Kleine–Levin Syndrome KLS is a rare disease characterized by recurrent episodes of hypersomnia and, to varying degrees, compulsive eating, cognitive changes, depression, irritability, and hypersexuality. It mainly afflicts teenage males. Some authors have described KLS with and without compulsive eating as distinct entities. A comprehensive review on KLS revealed that precipitating factors were present in 61% of patients. The most frequently reported was a minor infection such as a nonspecific fever, flulike illness, upper respiratory tract infection, or tonsillitis. Less commonly cited was summer gastroenteritis or a more severe infection. Urinary tract or eye infections were never reported. Infectious agents were rarely identified, but when detected included Epstein–Barr virus, varicella-zoster virus, enterovirus, posttyphoid vaccine, scarlet fever, and Streptococcus in the context of sepsis. Other reported triggers include alcohol consumption, marijuana use, head trauma (e.g., knock-out during boxing), physical exertion, and psychological distress. In addition, surgery with general or local (dental) anesthesia, lactation, and menses have also been reported at KLS onset. Personal or familial psychiatric history has been detected in only a small number of cases. Events that trigger subsequent episodes are less commonly described, but include a high proportion of infections, as well as surgery with anaesthesia, physical or mental effort, sunstroke, alcohol, jet lag, and attacks of hemiplegic migraine. No definite genetic predisposing factors have been uncovered in KLS. HLA-DQB1 typing performed in more than 100 patients with KLS did not differ between cases and control subjects in the HLA DR and DQ alleles. Several familial cases of KLS have been reported (about 4% of cases); however, these cases did not differ from sporadic cases in their features. At the time of writing this article, genome-wide mapping studies had not been performed in KLS, and no twin cases of KLS were reported in the literature.
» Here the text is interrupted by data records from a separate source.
PR #555, opened 2018-10-01
Write the Fedora package extension with the extension API

Mogztter:
@mojavelinux It was useful as I fixed two issues in the process :+1: 

The `$new` function fells a bit weird but I'm OK with it :wink: 

Reference: https://pagure.io/fedora-docs/docs-fp-o/blob/master/f/lib/extensions/package-inline-macro.js

### DIFF
--- a/spec/node/asciidoctor.spec.js
+++ b/spec/node/asciidoctor.spec.js
@@ -772,6 +772,29 @@ intro
           const result = asciidoctor.convert('include::whatever.adoc[]', opts);
           expect(result).to.contain('included content');
         });
+
+        it('should be able to create the Fedora package inline macro', () => {
+          const PackageInlineMacro = asciidoctor.Extensions.createInlineMacroProcessor('PackageInlineMacro', {
+            initialize: function (name, config) {
+              this.DEFAULT_PACKAGE_URL_FORMAT = 'https://apps.fedoraproject.org/packages/%s';
+              this.super(name, config);
+            },
+            process: function (parent, target) {
+              const format = parent.getDocument().getAttribute('url-package-url-format', this.DEFAULT_PACKAGE_URL_FORMAT);
+              const url = format.replace('%s', target);
+              const content = target;
+              const attributes = { window: '_blank' };
+              return this.createInline(parent, 'anchor', content, { type: 'link', target: url, attributes });
+            }
+          });
+          const registry = asciidoctor.Extensions.create();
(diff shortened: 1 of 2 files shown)


mojavelinux:
Oh, this is awesome!

I realized that it isn't necessary to create the processor instance when registering the extension. That's only required when the Antora context needs to be passed*. We'll have to think about how to handle that case, but since it isn't needed here, you can just pass the class itself.

\* In other words, we need some way to pass the Antora context to the processor when the extension is registered. One way is to create an instance of the processor when registering it.

Mogztter:
> Oh, this is awesome!

:smile: 

> I realized that it isn't necessary to create the processor instance when registering the extension. 

That's true, you can pass a class.

```js
const registry = asciidoctor.Extensions.create();
registry.inlineMacro('package', asciidoctor.Extensions.createInlineMacroProcessor(/* ... */));
```

> That's only required when the Antora context needs to be passed*. We'll have to think about how to handle that case, but since it isn't needed here, you can just pass the class itself.

Indeed, in this case, the name of the inline macro is defined when calling the `inlineMacro` function.

> In other words, we need some way to pass the Antora context to the processor when the extension is registered. One way is to create an instance of the processor when registering it.

Yes you can "override" the initialize function to pass the Antora context:

```js
const PackageInlineMacro = asciidoctor.Extensions.createInlineMacroProcessor('PackageInlineMacro', {
  initialize: function (name, config, antoraContext) {
    this.antoraContext = antoraContext;
    this.super(name, config);
  },
  process: function (parent, target) {
    /* ... */
  }
});

PackageInlineMacro.$new('package', {}, Antora.getContext())
```

mojavelinux:
> you can "override" the initialize function to pass the Antora context:

Indeed, that's what I've been doing. What I meant was some way to avoid the call to `$new`. Perhaps a createInstance method on the class that automatically passes the name and config, but accepts additional arguments.

Mogztter:
> Indeed, that's what I've been doing. What I meant was some way to avoid the call to $new. Perhaps a createInstance (or create) method on the class that automatically passes the name and config, but accepts additional arguments.

Why not, I think we should track this improvement in a new issue right ?

mojavelinux:
Indeed. Do you want me to file it? Or would you prefer to propose it?

Mogztter:
Thanks!
@mojavelinux Otherwise does this pull request look good to you ? Can I merge as is ?

mojavelinux:
Oh, absolutely. This looks extremely enticing!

Menstrual-Related Hypersomnia In menstrual-related hypersomnia, the triggers include menarche, menstruation alone or with an additional trigger (e.g., an infection, Girl Scout outing, exposure to alcohol, etc.) and puerperium. Each episode tends to be preceded by a triggering event; however, events do not occur with each menstruation or puerperium.

According to the ICSD-2, the diagnostic criteria of recurrent hypersomnia (RH) are as follows:

Recurrent Hypersomnia with Comorbidity

A) The patient experiences recurrent episodes of excessive sleepiness of two days’ to four weeks’ duration.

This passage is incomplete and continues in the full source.